LAWS(PVC)-1932-8-64

CHENDRASEKARAN PILLAI Vs. SRINIVASA PILLAI

Decided On August 15, 1932
CHENDRASEKARAN PILLAI Appellant
V/S
SRINIVASA PILLAI Respondents

JUDGEMENT

(1.) The plaintiff's suit brought for the return of Rs. 300 borrowed on a promissory note which not being properly stamped was inadmissible in evidence was dismissed on the ground that the suit cannot be maintained in view of the decision of this Court in Muthu Sastrigal v. Viswanatha Pandara Sannadhi AIR 1914 Mad 657.. The only question is whether that decision must be treated as settled law or in view of the opinions that have been expressed in later cases, whether the matter requires further consideration. The remarks which are supposed to cast doubt upon Muthu Sastrigal V/s. Viswanatha Pandara Sannadhi AIR 1914 Mad 657 are those of Srinivasa Ayyangar, J. in Chockalingam Chetty V/s. Annamalai Chetty (1916) 34 IC 417, of Wallace, J. in Gopala Padayachi V/s. Rajagopala Naidu and of Abdur Rahim, J., in Shanmuganatha Chettiar V/s. Srinivasa Ayyar (1917) 40 Mad 727. The remarks of the two former learned Judges are to the effect that a note or bill given for consideration, either contemporaneous or antecedent, is only a conditional discharge and that, when the note or bill fails, a suit may be brought on the consideration. The remarks of the third learned Judge are to the effect that there is no reason why a suit should not be maintainable on the consideration for an inadmissible note even when that consideration is contemporaneous with the note.

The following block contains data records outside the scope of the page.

PR #705, opened 2023-01-27
core,eth,internal/cli,internal/ethapi: add --rpc.allow-unprotected-txs flag to allow txs to get replayed (for shadow node) 

Raneet10:
# Description

This PR introduces `rpc.allow-unprotected-txs` flag to facilitate replaying of transactions from a different network to a shadow node (i.e a node producing blocks in isolation with the state of the network from which transactions are being relayed). 

# Changes

# Nodes audience

Currently, this flag is only meant to be enabled if we are running a shadow node.

# Checklist

## Testing

- [ ] I have added unit tests

### DIFF
--- a/builder/files/config.toml
+++ b/builder/files/config.toml
@@ -13,7 +13,7 @@ syncmode = "full"
 # snapshot = true
 # "bor.logs" = false
 # ethstats = ""
-
+# devfakeauthor = false
 # ["eth.requiredblocks"]
 
 [p2p]
@@ -65,6 +65,7 @@ syncmode = "full"
 #   ipcpath = ""
 #   gascap = 50000000
 #   txfeecap = 5.0
+#   allow-unprotected-txs = false
 #   [jsonrpc.http]
 #     enabled = false
 #     port = 8545
--- a/consensus/bor/bor.go
+++ b/consensus/bor/bor.go
@@ -227,7 +227,8 @@ type Bor struct {
 	HeimdallClient         IHeimdallClient
 
 	// The fields below are for testing only
-	fakeDiff bool // Skip difficulty verifications
+	fakeDiff      bool // Skip difficulty verifications
+	devFakeAuthor bool
 
 	closeOnce sync.Once
 }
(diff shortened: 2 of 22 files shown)


pgebheim:
This patch is also useful for testing 4337 so that deterministic deployer contracts can be deployed at the correct address for testing.

cc: @pratikspatil024

Raneet10:
> This patch is also useful for testing 4337 so that deterministic deployer contracts can be deployed at the correct address for testing.
> 
> cc: @pratikspatil024

I'm afraid I don't have much context. But perhaps you could enlighten me on this :)

pratikspatil024 (commented):
Please update all the TOML config files.

Raneet10:
Done: [4917fde](https://github.com/maticnetwork/bor/pull/705/commits/4917fde5be2a8c1eb5f6147b1900d52cefcd7dbd)

temaniarpit27 (approved):

marcello33 (approved):

pratikspatil024 (approved):

kaber2:
Just noticed this gem while merging the latest changes. Does anyone actually review these patches?

`
// Exclude transactions with invalid signatures as soon as
// possible and cache senders in transactions before
// obtaining lock

if pool.config.AllowUnprotectedTxs {
        pool.signer = types.NewFakeSigner(tx.ChainId())
`

Why the hell is this changing global pool configuration *inside the transaction add path*?

Raneet10:
Hey @kaber2 , firstly let's please try to watch our tone in these conversations; we're all trying to collaborate here. Secondly, the signer change happens only when `AllowUnprotectedTxs` is set to true (mostly when you're running a shadow forked node) and we override the signer with the chain ID of the network from which the transaction is coming (instead of the local network's) since we're allowing transactions from a different network to be replayed. We can maybe make this change on an upper level of the call stack, which would be logically sound though my initial assumption was that this might result in some repetitive code. Of course, open to your *mild* thoughts as to where this condition should be placed!

PR #2138, opened 2026-03-11
Use PGO when building binaries

cffls:
# Description

The pprof file was a merge from pprof taken from a production block producer and a sentry. This profile allows the go compiler to make more informed optimization decisions during compilation. For more info, see: https://go.dev/doc/pgo


lucca30 (approved):
lgtm

PR #2145, opened 2026-03-18
metrics, build: fix time.Tick resource leaks and oss-fuzz shebang

haoyu-haoyu:
## Summary

Two fixes inherited from upstream go-ethereum, both already accepted upstream.

### 1. metrics: time.Tick → time.NewTicker (6 files)

`time.Tick()` creates a ticker that can never be garbage collected (SA1015). Replace with `time.NewTicker()` + `defer Stop()`.

Files: `metrics/debug.go`, `metrics/json.go`, `metrics/log.go`, `metrics/opentsdb.go`, `metrics/syslog.go`, `metrics/writer.go`.

### 2. oss-fuzz.sh: fix shebang

Line 38 writes `#/bin/sh` instead of `#!/bin/sh` — missing `!` in the interpreter directive of generated fuzz scripts.

### Upstream status

Both fixes have been accepted in go-ethereum:
- ethereum/go-ethereum#34044 (shebang) — **merged** by @gballet
- ethereum/go-ethereum#34046 (time.Tick) — open, CI passing

### DIFF
--- a/metrics/debug.go
+++ b/metrics/debug.go
@@ -22,7 +22,9 @@ var (
 // CaptureDebugGCStats captures new values for the Go garbage collector statistics
 // exported in debug.GCStats. This is designed to be called as a goroutine.
 func CaptureDebugGCStats(r Registry, d time.Duration) {
-	for range time.Tick(d) {
+	ticker := time.NewTicker(d)
+	defer ticker.Stop()
+	for range ticker.C {
 		CaptureDebugGCStatsOnce(r)
 	}
 }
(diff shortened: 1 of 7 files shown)


manav2401 (approved):

manav2401:
Hi @haoyu-haoyu we'd like to be as close to upstream as possible to avoid conflicts when merging. In this case, we'll stick to using tick as after go 1.23, it can garbage collect unreferenced tickers. Can you undo that change? Thanks!

haoyu-haoyu:
@manav2401 Makes sense — thanks for explaining the Go 1.23 GC improvement! I've reverted all 6 metrics file changes. The PR now only contains the `oss-fuzz.sh` shebang fix (`#/bin/sh` → `#!/bin/sh`).

cffls (approved):

manav2401 (approved):

PR #2152, opened 2026-03-20
p2p: add flag to disable snap/1 serving

lucca30:
## Changes

Adds a new `p2p.nosnap` config flag (`nosnap` in TOML under `[p2p]`) that decouples the snapshot tree from the `snap/1` p2p sub-protocol.

**The problem:** before this change, `--snapshot` and `snap/1` were hardcoded together — enabling the snapshot tree automatically registered snap/1. There was no way to have one without the other.

**Why BPs want the snapshot tree:** the flat snapshot accelerates state reads without trie traversal, benefiting both RPC queries and block building (every `SLOAD`, balance check, and storage read during EVM execution can hit the snapshot instead of walking the trie).

**Why BPs don't want to serve `snap/1`:** BPs are already fully synced and have no reason to be snap sync servers for other nodes. Serving snap/1 adds unnecessary network and CPU overhead.

**Important clarification — `snap/1` vs `--snapshot`:**
- `snap/1` is the p2p sub-protocol used for snap sync state transfer between nodes. Data is served from the flat snapshot, Merkle proofs from the trie DB on disk
- `--snapshot` / `SnapshotCache` is the in-memory flat snapshot tree used for fast local state reads

These are independent. `nosnap=true` disables `snap/1` entirely (the node neither serves nor consumes snap sync), while the snapshot tree remains fully active for local performance.

> **Note:** reducing `TriesInMemory` (dirty trie layers in memory) is a separate and independent optimization — it saves RAM by committing trie nodes to disk sooner. It does not affect `snap/1` serving, which reads from the flat snapshot, not trie layers.

## How it works

- New `NoSnapServing bool` field in `ethconfig.Config`
- Wired from `P2PConfig.NoSnapServing` (`hcl:"nosnap"` / `toml:"nosnap"`) through `buildEth`
- In `Protocols()`, `snap/1` is only registered if `SnapshotCache > 0 && !NoSnapServing` — previously the condition was `SnapshotCache > 0` alone, making snapshot and `snap/1` inseparable

## Testing

- Unit test in `eth/backend_protocols_test.go` covering both the default (snap served) and `NoSnapServing=true` (snap not served) cases
- Validated end-to-end in a local kurtosis devnet: nodes with `nosnap = true` started without advertising `snap/1`

### DIFF
--- a/eth/backend.go
+++ b/eth/backend.go
@@ -693,6 +693,11 @@ func (s *Ethereum) SetAuthorized(authorized bool) {
 // network protocols to start.
 func (s *Ethereum) Protocols() []p2p.Protocol {
 	protos := eth.MakeProtocols((*ethHandler)(s.handler), s.networkID, s.discmix)
+	// snap/1 is only registered when the snapshot cache is enabled and NoSnapServing is false.
+	// Setting NoSnapServing=true disables snap/1 entirely: the node will neither serve snap sync
+	// requests nor be able to sync state via snap/1 itself. The in-memory snapshot tree (used for
+	// fast local state reads) remains active regardless. Nodes that need to snap sync from peers
+	// must leave NoSnapServing=false (the default).
 	if s.config.SnapshotCache > 0 && !s.config.NoSnapServing {
 		protos = append(protos, snap.MakeProtocols((*snapHandler)(s.handler))...)
 	}
--- a/eth/backend.go
+++ b/eth/backend.go
@@ -693,7 +693,7 @@ func (s *Ethereum) SetAuthorized(authorized bool) {
 // network protocols to start.
 func (s *Ethereum) Protocols() []p2p.Protocol {
 	protos := eth.MakeProtocols((*ethHandler)(s.handler), s.networkID, s.discmix)
-	if s.config.SnapshotCache > 0 {
+	if s.config.SnapshotCache > 0 && !s.config.NoSnapServing {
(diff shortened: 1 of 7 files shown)


eth/backend.go
```diff
@@ -693,7 +693,7 @@ func (s *Ethereum) SetAuthorized(authorized bool) {
 // network protocols to start.
 func (s *Ethereum) Protocols() []p2p.Protocol {
 	protos := eth.MakeProtocols((*ethHandler)(s.handler), s.networkID, s.discmix)
-	if s.config.SnapshotCache > 0 {
+	if s.config.SnapshotCache > 0 && !s.config.NoSnapServing {
```
manav2401, line 701: Won't this disable snap/1 completely from being registered? In which case the node won't be able to sync from snap. 

I think it's fine - but we can mention this fact in comment / description. 

Basically, if we want to sync from snap, we can set `nosnap` to false which will allow snap/1 to be registered.

lucca30: Good call, added a comment at that line. Yes, `nosnap=true` disables snap/1 entirely — the node won't serve snap sync requests and also won't be able to sync state via snap/1 from peers. The in-memory snapshot tree stays active regardless (it's just used for fast local state reads). If a node needs to snap sync, it should keep `nosnap=false` (the default).

manav2401 (approved):

marcello33 (approved):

(2.) But there are other cases in which the validity of the decision in Muthu Sastrigal v. Viswanatha Pandara Sannadhi AIR 1914 Mad 657, was considered by other learned Judges of this Court, namely, by Madhavan Nair, J. in P. Somaraju V/s. Venkata Subbarayudu , by Curgeaven, J. in C.R.P. No. 1486 of 1928 and the latest by Anantakrishna Ayyar, J., in Alimune Sahiba V/s. K. Subbarayudu AIR 1932 Mad 693. In the first of these cases, Madhavan. Nair, J., refused to treat the decision as weakened by the remarks first above referred to and declined to send the matter before a Bench. Both the learned Judges also treated the matter as beyond dispute and, in that view, I am not prepared to say that the decision requires further consideration.

(3.) It seems to me that the question is not whether a note or a bill is merely a conditional payment or discharge of the consideration for which it is given whether the consideration be contemporaneous or antecedent. It might be that,, and the suit is therefore maintainable on the consideration when a payment is not made on the note or bill. In the case of a note or bill given for contemporaneous consideration which is not paid by the party liable on it, a suit on the consideration would certainly lie against the party liable for the consideration, who may or may not be the party to the note or bill. That is all the remarks, referred to in the first of the three above cases, in my opinion, mean. But the point of the decision in Muthu Sastrigal v. Viswanatha Pandara Sannadhi AIR 1914 Mad 657, is not dependent on the conditional or other of the payment or discharge which a note or bill amounts to, but it depends upon Section 91, Evidence Act, which enacts that where the terms of a contract, grant or disposition of property have been reduced to the form of a document, no other evidence can be given about such terms than the document itself or secondary evidence of it. In the case under discussion, the assumption is that where the consideration for the note is contemporaneous with it, the note is the complete expression of a contract between the parties. In circumstances where that can be correctly stated, where the note becomes inadmissible in evidence,, no other evidence about the terms of the contract can be given because the writing is the contract. But where the consideration is not contemporaneous but antecedent, as where a valid note is renewed by another which is improperly stamped or where a note or bill is given for moneys previously advanced or for any other kind of consideration which in fact and in substance is anterior in time to the date of the note, then the note is not deemed to be a complete expression of the terms of the contract between the parties which are deemed to include not merely the note but the transaction which gave rise to the consideration. When these are the facts, although the note is excluded, the consideration is allowed to be proved because Section 91, Evidence Act, does not stand in the way of that proof being given.